Hi Michael, all
Reading here: https://rhasspy.readthedocs.io/en/latest/speech-to-text/, I see Vosk and Coqui STT are missing and maybe I’d suggest to list/integrate them.
I’m pretty enthusiast because latencies are very slow ( ~50 msecs - ~500 msecs on my PC). See some tests on my project voskjs, a simple Vosk-api nodejs wrapper. Language coverage is similar to the DeepSpeech/ (now Coqui STT), but latency are from twice as fast, to an order of magnitude faster (e.g. using small models with grammars, you obtain few tents of msecs for few words sentences)!
In voskjs I implemented the simple HTTP demo server
voskjshttp. I’d glad to extend it to be used in RHASSPI. May you confirm that the integration could be done withe the “Remote HTTP Server” as described here: https://rhasspy.readthedocs.io/en/latest/speech-to-text/#remote-http-server and here: https://rhasspy.readthedocs.io/en/latest/reference/#http-api ?
All pretty clear but I have a question: using the “Remote HTTP Server” way, client can not specify any parameter in the POST request. Right?
If confirmed, with minor update on
voskjshttp, RHASSPY user could use it to test Vosk ASR.
as you know ids a recent DeepSpeech fork, made by DeepSpeech core team developers, after Th Mozilla “suspension” of DeepSpeech (no polemics intended now). I made CoquiSTTjs, a simple/draft nodejs wrapper.

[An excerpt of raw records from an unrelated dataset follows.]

PR #14025, opened 2022-08-04
ui: Make DataWriter also deal with more standard shaped errors

johncowen:
### Description
We started out with our application using `ember-data`, but for many reasons we are slowly moving away from using that. As well as a few other benefits it also means our errors (API ones and any others) are all standard shaped errors - all errors are the same standard recognisable javascript errors.

This PR alters our `DataWriter` to work with standard shaped errors as well as `ember-data` shaped ones (as it did previously). This means we can keep deprecating our `ember-data` usage as we go. Eventually, if we get to the point we we aren't using `ember-data` shaped errors anymore, we can remove the majority of this code and just support standard javascript errors.

**Note**: We purposefully used an old style `action` here to keep consistent with the style/APIs already being used in the component (the component is currently an old school ember one). Now is not the time to do a full upgrade of this component and I'd rather the component was consistent using one single style rather than both old school ember and new school Octane both at the same time. Upgrading the component entirely to Octane can be done at some point in the future.

### PR Checklist

* [ ] updated test coverage
* [x] not a security concern

### DIFF
--- a/ui/packages/consul-ui/app/components/data-writer/index.js
+++ b/ui/packages/consul-ui/app/components/data-writer/index.js
@@ -21,5 +21,17 @@ export default Component.extend(Slotted, {
       set(this, 'data', data);
       this.dispatch('PERSIST');
     },
+    error: function(data, e) {
+      if (e && typeof e.preventDefault === 'function') {
+        e.preventDefault();
+      }
+      set(
+        this,
+        'error',
+        typeof data.error.errors !== 'undefined' ?
+          data.error.errors.firstObject : data.error
+      );
+      this.dispatch('ERROR');
+    },
   },
 });
--- a/ui/packages/consul-peerings/app/components/consul/peer/form/generate/index.hbs
+++ b/ui/packages/consul-peerings/app/components/consul/peer/form/generate/index.hbs
@@ -17,7 +17,20 @@
       id={{id}}
     >
 
-      <fsm.State @matches={{array 'idle'}}>
+      <fsm.State @matches={{array 'idle' 'error'}}>
+        <fsm.State @matches={{'error'}}>
+          <Notice
+            @type="error"
+            role="alert"
+          as |notice|>
+            <notice.Body>
+              <p>
+                <strong>Error</strong><br />
+                {{fsm.state.context.error.message}}
+              </p>
+            </notice.Body>
+          </Notice>
+        </fsm.State>
         {{yield (hash
           Fieldsets=(component "consul/peer/form/generate/fieldsets"
             item=@item
@@ -42,6 +55,9 @@
           @onchange={{queue
             @onchange
             (pick 'data' (fn fsm.dispatch 'SUCCESS'))
+          }}
+          @onerror={{queue
+            (fn fsm.dispatch 'ERROR')
           }}
         />
       </fsm.State>
--- a/ui/packages/consul-peerings/app/components/consul/peer/form/initiate/index.hbs
+++ b/ui/packages/consul-peerings/app/components/consul/peer/form/initiate/index.hbs
@@ -17,6 +17,19 @@
     @label={{'peer'}}
     @onchange={{fn (optional @onsubmit) @item}}
     as |writer|>
+      <BlockSlot @name="error" as |after error|>
+        <Notice
+          @type="error"
+          role="alert"
+        as |notice|>
+          <notice.Body>
+            <p>
+              <strong>Error</strong><br />
+              {{error.message}}
+            </p>
+          </notice.Body>
+        </Notice>
+      </BlockSlot>
       <BlockSlot @name="content">
 {{#let
   (unique-id)
@@ -27,15 +40,15 @@ as |id|}}
         >
           {{yield (hash
             Fieldsets=(component "consul/peer/form/initiate/fieldsets"
-             item=@item
+              item=@item
             )
             Actions=(component "consul/peer/form/initiate/actions"
-             item=@item
-             id=id
+              item=@item
+              id=id
             )
           )}}
         </form>
 {{/let}}
-      </BlockSlot>
+    </BlockSlot>
   </DataWriter>
 </div>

BTW, Coqui STT, as DeepSpeech, is, as pretty all ASRs, cpu-consuming and unfortunately works on a single thread, see: https://github.com/coqui-ai/STT/discussions/1870. I’ll try to implement a multi-thread/multi-process server architecture as part of my CoquiSTTjs project. If I success I’d try to implement a “Remote HTTP Server” interface.